それに構えた後、グリップが上から下にヒッチする癖があった。無駄な動作が入るから、高めの速い球は振り遅れるはずだ。

 そういう配球を中心に追い込んだら、後はワンバウンドしてもいいから低めのカーブをボールゾーンに投げる。ポイントを前にしてるから、判断が早くなって、ストライクだと錯覚しやすい。無理に打ちに行って空振り三振。というのが、考えられるな」

 もちろん、これはあくまで配球の一例であるが。実際の試合ならピッチャー、バッター双方の調子、ランナーなどの状況や試合展開。あるいは、その他の要因によって対応の仕方は変わってくる。場合によっては松井じゃないが、全打席敬遠だって、最善の策になり得るのである。

「はああ、お前いつもそんなこと考えて野球してんのか。すげえな」

 秀也は私の話を聞くと、そう感心したように言った。表情は心から感心しているようだが、何となく小バカにされているようにも感じる。「はああ、お前そんなめんどくさいこと考えなきゃ野球やれねえの?」みたいな。何かすげえ殴りたくなった。

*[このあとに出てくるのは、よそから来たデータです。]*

PR #6409, opened 2026-04-08
unwrap obj to clone it

6543:
fix https://github.com/woodpecker-ci/woodpecker/pull/6369#issuecomment-4204638496


6543:
still get errors :/

xoxys (dismissed):

6543:
jep... :/

web/src/lib/utils/index.ts
```diff
@@ -1,7 +1,13 @@
...
 export function debounce<T extends unknown[]>(fn: (...args: T) => void, delay: number): (...args: T) => void {
   let timer: ReturnType<typeof setTimeout>;
   return (...args: T) => {
     clearTimeout(timer);
     timer = setTimeout(fn, delay, ...args);
   };
 }
+
+export function deepClone<T>(value: T): T {
+  return JSON.parse(JSON.stringify(toRaw(value))) as T;
```
6543, line 12: this looks like a hack but all over the internet it is told to be the way to go :/

6543: PS: this only works as our objects are raw data objects and not some that contain functions etc...

lephuongbg: happen to come across this PR and want to suggest using `structuredClone`

https://developer.mozilla.org/en-US/docs/Web/API/Window/structuredClone

qwerty287: This doesn't work which is the reason why we have this PR.

qwerty287:
For the `showAddRegistry` funcs you can actually use `structedClone`, that works. It's only about the edit function

6543:
well i dont understant why it works or dont in certain cases, i would just stick to our clone func for data for redability

xoxys:
Why not just copy the cloneDeep func from lodash for now?

6543:
it does to much, we just want to copy json object, it can copy objects with functions in it etc...

... this func of lowdash is huge and we dont ned it

https://github.com/lodash/lodash/blob/cb0b9b9212521c08e3eafe7c8cb0af1b42b6649e/lodash.js#L2667

xoxys (approved):
Untested. If it works fine for me. However Ill count this as another micro optimization that caused more trouble then it helped. Personally I dont care about a bigger binary size and even if lodash has sec issues (go stdlib had a lot of critical cves as well in the past months) we are mostly not affected as we dont use the vulnarable code.

PR #6414, opened 2026-04-09
Add connection timeout and graceful shutdown to agent RPC client

### LINKED ISSUE #3971: Shutting agent down shouldn't connect to server when server is not running
### Component

agent

### Describe the bug

Regression #3895 

Trying to exit the agent if the server is not running tries to connect to the server even though it was never connected.

### Steps to reproduce

Run the agent without the server

### Expected behavior

_No response_

### System Info

```shell
main
```

### Additional context

_No response_

### Validations

AhmadNajiKam:
### Problem

When the Woodpecker server becomes unavailable while an agent is running, the agent:
- Retries indefinitely
- Produces excessive warning logs
- Cannot distinguish between temporary vs permanent connection loss

---

### Solution

Introduce connection health tracking and a bounded retry window in the agent gRPC client:

- Track connection state via `connectivity.Ready`
- Start timeout window when connection is lost
- Exit after 2 minutes of continuous disconnection
- Reduce log noise by emitting periodic warnings instead of per-retry errors
- Return `ErrConnectionLost` for explicit handling

---

### Key Changes

- Add `connectionLostAt` tracking to gRPC client
- Introduce `ErrConnectionLost`
- Add `IsConnected()` and timeout logic
- Update retry loops in RPC methods to respect connection state
- Extend `Peer` interface with `IsConnected()`
- Handle graceful shutdown in agent runner

---

### Behavior Changes

| Scenario | Before | After |
|----------|--------|-------|
| Server disconnects | Infinite retries | Exit after 2 minutes |
| Logging | Frequent warnings | Periodic warnings |
| Shutdown | Never | Graceful |

---

### Notes

- Timeout is currently hardcoded (`2m`), can be made configurable later
- Existing tests pass
- Mocks updated for interface change

Closes #3971


6543:
https://ci.woodpecker-ci.org/repos/3780/pipeline/33301/31

6543:
we sqash-merge anyway so just merge main into your branch from time to time :)

pipeline/runtime/runtime_test.go
```diff
@@ -196,17 +196,28 @@ func TestWorkflowWithServiceStep(t *testing.T) {
...
 	if assert.Len(t, traces, 5) {
-		assert.EqualValues(t, backend_types.State{}, traces[0].CurrStepState)
-		assert.Greater(t, traces[2].CurrStepState.Started, int64(0))
-		assert.EqualValues(t, backend_types.State{Started: traces[2].CurrStepState.Started, Exited: true}, traces[2].CurrStepState)
-		assert.EqualValues(t, backend_types.State{}, traces[3].CurrStepState)
-		assert.Greater(t, traces[4].CurrStepState.Started, int64(0))
-		assert.EqualValues(t, backend_types.State{Started: traces[4].CurrStepState.Started, Exited: true}, traces[4].CurrStepState)
-
-		assert.Greater(t, traces[4].Workflow.Started, int64(0))
+		dbStarted := findStartedTrace(traces, "db")
```
6543: unrelated ... just submit another pull :)

agent/rpc/client_grpc.go
```diff
@@ -66,6 +75,23 @@ func (c *client) Close() error {
 	return c.conn.Close()
 }
 
+func (c *client) IsConnected() bool {
+	connected := c.conn.GetState() == connectivity.Ready
```
6543: I wonder if we should also check for `Idle`  as IsConnected is checked before a request is handled ,,,

AhmadNajiKam: Yeah that's a really sharp catch I didn't think about long inactivity :)
I just reviewed the gRPC docs and I will fix it right now

pipeline/runtime/runtime_test.go
AhmadNajiKam: Sure thing I will

agent/rpc/client_grpc.go
AhmadNajiKam: Now it's done, and I moved the unrelated commit to another branch and will submit a PR with it soon.

6543 (approved):
good work :)

cmd/agent/core/agent.go
```diff
@@ -288,6 +291,11 @@ func run(ctx context.Context, c *cli.Command, backends []types.Backend) error {
 
 				log.Debug().Msg("polling new workflow")
 				if err := runner.Run(agentCtx); err != nil {
+					if errors.Is(err, agent_rpc.ErrConnectionLost) {
```
lafriks, line 294: If I read this code right it will shutdown agent if connection is lost even if no shutdown was requested? 🤔

6543: yes ...

@AhmadNajiKam do you mind make the timeout now configurable in the next pull and have an "infinite" option?

AhmadNajiKam: Absolutely, I'll do it today or tomorrow (since I have a hackathon running right now)

6543: @AhmadNajiKam 👀

6543: -> https://github.com/woodpecker-ci/woodpecker/pull/6470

 私は暴力衝動を心の中に抑え込み、小粋なジョークで返してやる。

「ちなみにお前も同じ攻め方でどうにかできる」

「え、マジで!?」

「マジだ。お前らみたいな感覚派はだいたいこれで何とかなる」

 つまりバカってことである。何を隠そうこいつも打席で何も考えてないタイプである。つまり「来た球を打つ」だけのやつである。

 秀也にヒッチのくせはないが、カウントは絶対気にしてない。せいぜい追い込まれたら「やべえ」と思うくらいだろう。というか秀也曰く中学生はだいたいバカらしいので、実はみんな何も考えてないのかもしれないが。

 追い込まれて「やべえ」で思考が止まるようでは、それこそバカである。せめて追い込まれたらポイントを後ろにして見極めに徹する、くらいの柔軟性が、ただの大型扇風機にならないためには重要である。

 まあ、例えばこんなアドバイスをしたところで、明日には忘れているのだろうが。

 なぜなら、そんなことしなくても、秀也は通用するからである。少なくとも中学野球のうちは、身体能力さえあれば、打撃にしても守備にしても、何とかなるものである。

 パワーで無理やり野手の頭を超す。強い打球で内野の間を抜く、エラーを誘発する。足で二塁、三塁、本塁をもぎ取る。盗塁を成功させる。

 そしてそれで高い成績を残しているやつらが、いわゆる天才と呼ばれている連中なのだろう。

「でもお前のその配球、結構難しいんじゃないのか? 高めのストレートに振り遅れるって言ったって、生半可なスピードじゃ意味ないだろ。何より低めにカーブをコントロールするのって、たぶん難しいだろ」

 秀也の言う通りである。配球も言うだけなら簡単だ。打者の弱点を突く、という一点だけなら、情報さえあれば対策はいくらでもできる。しかし実際にやるとなると、ピッチャーの能力が多分に関わってくる。考え付いたすべてを、投手が実行できるとは限らないのだ。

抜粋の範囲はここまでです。